If my math served me correctly, I think his serum concentration would have required him to take 1/100th of a tablet. How does one do that? On the same token, I question how accurate and precice the machine is with such minute concentrations. 

What is your take on the positive plasticiser? I see what it could potentially show, but I can think of many ways where the test wouldn't hold much weight.

I think the assumption that he transfused from when he was taking clenbuterol, but we should have detected differences from a transfusion way before the ultra low clenbuterol concentrations.

Don't get me wrong, I think he's _probably_ guilty, but I don't think the UCI has a very solid case.


----------



## Snpiperpilot (Feb 13, 2011)

spade2you said:


> If my math served me correctly, I think his serum concentration would have required him to take 1/100th of a tablet. How does one do that? On the same token, I question how accurate and precice the machine is with such minute concentrations.

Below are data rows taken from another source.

PR #217, opened 2023-09-19
Implement setting up the TCP SO_LINGER flag on the WS client

matszczygiel:


LukasPukenis:
The commit message could really help from the description why this was done

matszczygiel:
@LukasPukenis I've improved the commit message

Not doubt it happened much earlier and that was all that was left in the transfusion.



spade2you said:


> What is your take on the positive plasticiser? I see what it could potentially show, but I can think of many ways where the test wouldn't hold much weight.

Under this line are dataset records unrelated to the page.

PR #218, opened 2023-09-19
[Draft] Preliminary moose API integration

Lipt0nas:
Just in case I decide to Thanos snap my changes away


drop-analytics/src/mock_impl.rs
```diff
@@ -1,37 +1,13 @@
...
-        _name: String,
-    ) {
-    }
+    fn event_init(&self, data: crate::InitEventData) {}
+    fn event_transfer_intent(&self, data: crate::TransferIntentEventData) {}
+    fn event_transfer_start(&self, data: crate::TransferStartEventData) {}
+    fn event_transfer_end(&self, data: crate::TransferEndEventData) {}
+    fn event_transfer_file(&self, data: crate::TransferFileEventData) {}
+    fn developer_exception(&self, data: crate::DeveloperExceptionEventData) {}
+    fn developer_exception_with_value(&self, data: crate::DeveloperExceptionWithValueEventData) {}
```
matszczygiel, line 12: Minor:
```suggestion
    fn event_init(&self, data: crate::InitEventData) {}
    fn event_transfer_intent(&self, _: crate::TransferIntentEventData) {}
    fn event_transfer_start(&self, _: crate::TransferStartEventData) {}
    fn event_transfer_end(&self, _: crate::TransferEndEventData) {}
    fn event_transfer_file(&self, _: crate::TransferFileEventData) {}
    fn developer_exception(&self, _: crate::DeveloperExceptionEventData) {}
    fn developer_exception_with_value(&self, _: crate::DeveloperExceptionWithValueEventData) {}
```
and remove the `allow(unused_`

drop-transfer/src/error.rs
```diff
@@ -111,14 +112,14 @@ impl From<&Error> for i32 {
...
 }
 
 impl<T> ResultExt for super::Result<T> {
-    fn to_status(&self) -> Result<(), i32> {
+    fn to_status(&self) -> i32 {
         match self {
-            Ok(_) => Ok(()),
-            Err(err) => Err(u32::from(err) as _),
+            Ok(_) => MOOSE_STATUS_SUCCESS,
+            Err(err) => u32::from(err) as _,
```
matszczygiel, line 122: Since it's now explicitly using moose status codes, maybe it's worth renaming it to something like `to_moose_status()`? So that it's not used by accident in some other context

drop-transfer/src/service.rs
```diff
@@ -54,6 +55,7 @@ impl Service {
         config: Arc<DropConfig>,
         moose: Arc<dyn Moose>,
         auth: Arc<auth::Context>,
+        init_time: Option<Instant>,
```
matszczygiel, line 58: Is `init_time` needed? I think we can always set `init_time` to `Instant::now()` inside this function. I know there are a couple of steps before this function is called but these things are not doing any network IO or something so the delay is pretty negligible

drop-transfer/src/ws/client/mod.rs
```diff
@@ -64,7 +65,7 @@ enum WsConnection {
     Stopped,
     Unrecoverable(crate::Error),
     Recoverable,
-    Connected(WsStream, protocol::Version),
+    Connected(WsStream, protocol::Version, i32),
```
matszczygiel, line 68: Let's use named fields for this one since it's unclear what `i32` represents

drop-transfer/src/ws/client/mod.rs
```diff
@@ -275,19 +284,20 @@ async fn tcp_connect<Fut: Future<Output = bool>>(
     remote_ip: IpAddr,
     break_check: impl Fn() -> Fut,
     logger: &Logger,
-) -> Option<TcpStream> {
+) -> Option<(TcpStream, i32)> {
```
matszczygiel, line 287: Or maybe we can do `type RetryCount = i32` for it or `struct RetryCount(i32)`

drop-transfer/src/error.rs
Lipt0nas: good point, will do

drop-transfer/src/ws/client/mod.rs
```diff
@@ -275,19 +284,20 @@ async fn tcp_connect<Fut: Future<Output = bool>>(
...
     let remote = SocketAddr::new(remote_ip, drop_config::PORT);
     let local = SocketAddr::new(local_ip, 0);
 
     let mut sleep_time = Duration::from_millis(200);
+    let mut retry_count = 0;
 
     loop {
```
matszczygiel, line 294:
```suggestion
    for retry_count in 0.. {
```

drop-transfer/src/service.rs
Lipt0nas: yeah, in this case it is needed, during the talk where we decided to introduce this metric, the two main points were because of the database opening and moose, which are the two main things that happen before going into service

drop-transfer/src/ws/events.rs
```diff
@@ -126,21 +162,24 @@ impl<T: Transfer> FileEventTx<T> {
...
+                transferred: utils::to_kb(lock.transferred),
+                result: status as _,
+            });
         }
     }
 }
 
 impl FileEventTx<IncomingTransfer> {
     pub async fn progress(&self, transfered: u64) {
+        self.inner.write().await.transferred = transfered;
```
matszczygiel, line 182: I don't this is correct. The `emit()` function locks on its own, so I suggest adjusting this function so that the locking takes place only once here.

norddrop/src/device/mod.rs
```diff
@@ -665,12 +669,12 @@ fn open_database(
                     Ok(storage) => Ok(storage),
                     Err(err) => {
                         let error = ffi::types::NORDDROP_RES_DB_ERROR;
-                        moose.developer_exception(
-                            error as i32,
-                            err.to_string(),
-                            "Failed to open DB after cleanup".to_string(),
-                            "DB Error".to_string(),
-                        );
+                        moose.developer_exception(DeveloperExceptionEventData {
```
matszczygiel, line 672: Maybe the `DeveloperExceptionEventData` should contain `&str`? Since most of the things here are static strings

test/prepare_files.sh
```diff
@@ -35,6 +35,12 @@ dd bs=1024K count=1 if=/dev/urandom of="/tmp/duplicate/testfile-small"
 dd bs=1024K count=1 if=/dev/urandom of="/tmp/duplicate/testfile.small.with.complicated.extension"
 dd bs=10240K count=2 if=/dev/urandom of="/tmp/duplicate/testfile-big"
 
+# Create tiny jpeg and gif files to test analytics
+# "/tmp/tiny-jpeg.jpg"
+echo -ne "\xFF\xD8\xFF\xE0\x00\x10\x4A\x46\x49\x46\x00\x01\x01\x01\x00\x48\x00\x48\x00\x00\xFF\xDB\x00\x43\x00\xFF\xFF\xFF\xFF\xFF\xFF\xFF\xFF\xFF\xFF\xFF\xFF\xFF\xFF\xFF\xFF\xFF\xFF\xFF\xFF\xFF\xFF\xFF\xFF\xFF\xFF\xFF\xFF\xFF\xFF\xFF\xFF\xFF\xFF\xFF\xFF\xFF\xFF\xFF\xFF\xFF\xFF\xFF\xFF\xFF\xFF\xFF\xFF\xFF\xFF\xFF\xFF\xFF\xFF\xFF\xFF\xFF\xFF\xFF\xFF\xFF\xFF\xFF\xFF\xFF\xC2\x00\x0B\x08\x00\x01\x00\x01\x01\x01\x11\x00\xFF\xC4\x00\x14\x10\x01\x00\x00\x00\x00\x00\x00\x00\x00\x00\x00\x00\x00\x00\x00\x00\x00\xFF\xDA\x00\x08\x01\x01\x00\x01\x3F\x10" > "/tmp/tiny-jpeg.jpg"
+# "/tmp/tiny-gif.gif"
+echo -ne "\x47\x49\x46\x38\x39\x61\x01\x00\x01\x00\x00\xff\x00\x2c\x00\x00\x00\x00\x01\x00\x01\x00\x00\x02\x00\x3b" > "/tmp/tiny-gif.gif"
```
matszczygiel, line 42: Wow, nice. I would not think of trying to test with real files ;)

drop-transfer/src/service.rs
matszczygiel: Ok :+1:

norddrop/src/device/mod.rs
Lipt0nas: the moose functions still expect a `String` in the end, while this would technically be an optimization when using the other moose implementations, i chose to keep it consistent with the other structs

matszczygiel: Ok. I get your point since real moose is used in the prod, we should optimize for it

drop-transfer/src/ws/events.rs
```diff
@@ -49,17 +53,25 @@ impl FileEventTxFactory {
...
 impl<T: Transfer> FileEventTx<T> {
-    fn file_info(&self) -> Option<FileInfo> {
-        Some(self.xfer.files()[&self.file_id].info())
+    fn file_info(&self) -> FileInfo {
+        self.xfer.files()[&self.file_id].info()
     }
 
     async fn emit(&self, event: Event) {
-        let lock = self.inner.read().await;
+        let mut lock = self.inner.write().await;
```
matszczygiel, line 61: Now it's always writing. In that case, I think it should be changed to `tokio::sync::Mutex`

matszczygiel:
I'm not approving it since it is still a draft, but in the current state LGTM :+1:

drop-transfer/src/service.rs
```diff
@@ -199,12 +204,23 @@ impl Service {
 
     pub async fn send_request(&mut self, xfer: crate::OutgoingTransfer) {
         let xfer = Arc::new(xfer);
+
+        self.state.moose.event_transfer_intent(xfer.info());
```
matszczygiel, line 208: `intent`? Is it a typo?

Lipt0nas: intent is the correct name of the event, the word roughly means the wish or the intention of something, and this events describes just that - the intention to send an event, before any other action like connection is made

test/scenarios.py
```diff
@@ -9874,4 +9758,802 @@
             ),
         },
     ),
+    Scenario(
+        "scenario-analytics-1",
```
matszczygiel, line 9762: I think it's better to name them the same, but at the same using tags

Lipt0nas: good point, forgot about the tags, added them

drop-transfer/src/service.rs
matszczygiel: I've checked the code and it seems that the `init_time` can be `Instant` (without option). The `None` value is used in udrop only but since it's a demo, there's no need to optimize the API for it and we can simply use `Instant::now()` in the udrop

matszczygiel (changes requested):
I'd like to see the change from the `init_time` comment

drop-transfer/src/service.rs
Lipt0nas: Good point, done

matszczygiel (approved):

test/prepare_files.sh
```diff
@@ -42,6 +42,12 @@ dd bs=10240K count=2 if=/dev/urandom of="/tmp/duplicate/testfile-big"
 dd bs=1024K count=1 if=/dev/urandom of="/tmp/name/file-01"
 dd bs=1024K count=1 if=/dev/urandom of="/tmp/different/name/file-02"
 
+# Create tiny jpeg and gif files to test analytics
+# "/tmp/tiny-jpeg.jpg"
+echo -ne "\xFF\xD8\xFF\xE0\x00\x10\x4A\x46\x49\x46\x00\x01\x01\x01\x00\x48\x00\x48\x00\x00\xFF\xDB\x00\x43\x00\xFF\xFF\xFF\xFF\xFF\xFF\xFF\xFF\xFF\xFF\xFF\xFF\xFF\xFF\xFF\xFF\xFF\xFF\xFF\xFF\xFF\xFF\xFF\xFF\xFF\xFF\xFF\xFF\xFF\xFF\xFF\xFF\xFF\xFF\xFF\xFF\xFF\xFF\xFF\xFF\xFF\xFF\xFF\xFF\xFF\xFF\xFF\xFF\xFF\xFF\xFF\xFF\xFF\xFF\xFF\xFF\xFF\xFF\xFF\xFF\xFF\xFF\xFF\xFF\xFF\xC2\x00\x0B\x08\x00\x01\x00\x01\x01\x01\x11\x00\xFF\xC4\x00\x14\x10\x01\x00\x00\x00\x00\x00\x00\x00\x00\x00\x00\x00\x00\x00\x00\x00\x00\xFF\xDA\x00\x08\x01\x01\x00\x01\x3F\x10" > "/tmp/tiny-jpeg.jpg"
+# "/tmp/tiny-gif.gif"
+echo -ne "\x47\x49\x46\x38\x39\x61\x01\x00\x01\x00\x00\xff\x00\x2c\x00\x00\x00\x00\x01\x00\x01\x00\x00\x02\x00\x3b" > "/tmp/tiny-gif.gif"
```
LukasPukenis, line 49: that's nice

matszczygiel:
BTW @Lipt0nas shouldn't this land in `dev`? I'm not sure

changelog.md
```diff
@@ -1,3 +1,8 @@
+### v6.0.0
+### **UNRELEASED**
+---
+* Update moose tracker to v2.0.0
+
```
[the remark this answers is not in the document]
LukasPukenis: Assuming we can merge painlessly into `main`. This woud be nicer as current `dev` has my new API which is incomplete

LukasPukenis (approved):
Great effort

What is shows is that the blood had been stored sometime. This gives credence to the theory that the Clen was left over from earlier work done before the blood extraction.



spade2you said:


> I think the assumption that he transfused from when he was taking clenbuterol, but we should have detected differences from a transfusion way before the ultra low clenbuterol concentrations.
> 
> Don't get me wrong, I think he's _probably_ guilty, but I don't think the UCI has a very solid case.


The UCIs case is rock solid. Two samples both positive. Rules not in disarray. Positive result for ANY reason is grounds for immediate suspension followed by a term to be determined by the local ruling body unless overturned at the CAS as it will be should the RFEC continue on their idiotic course.


----------



## spade2you (May 12, 2009)

Snpiperpilot said:


> Not doubt it happened much earlier and that was all that was left in the transfusion.
> 
> 
> 
> ...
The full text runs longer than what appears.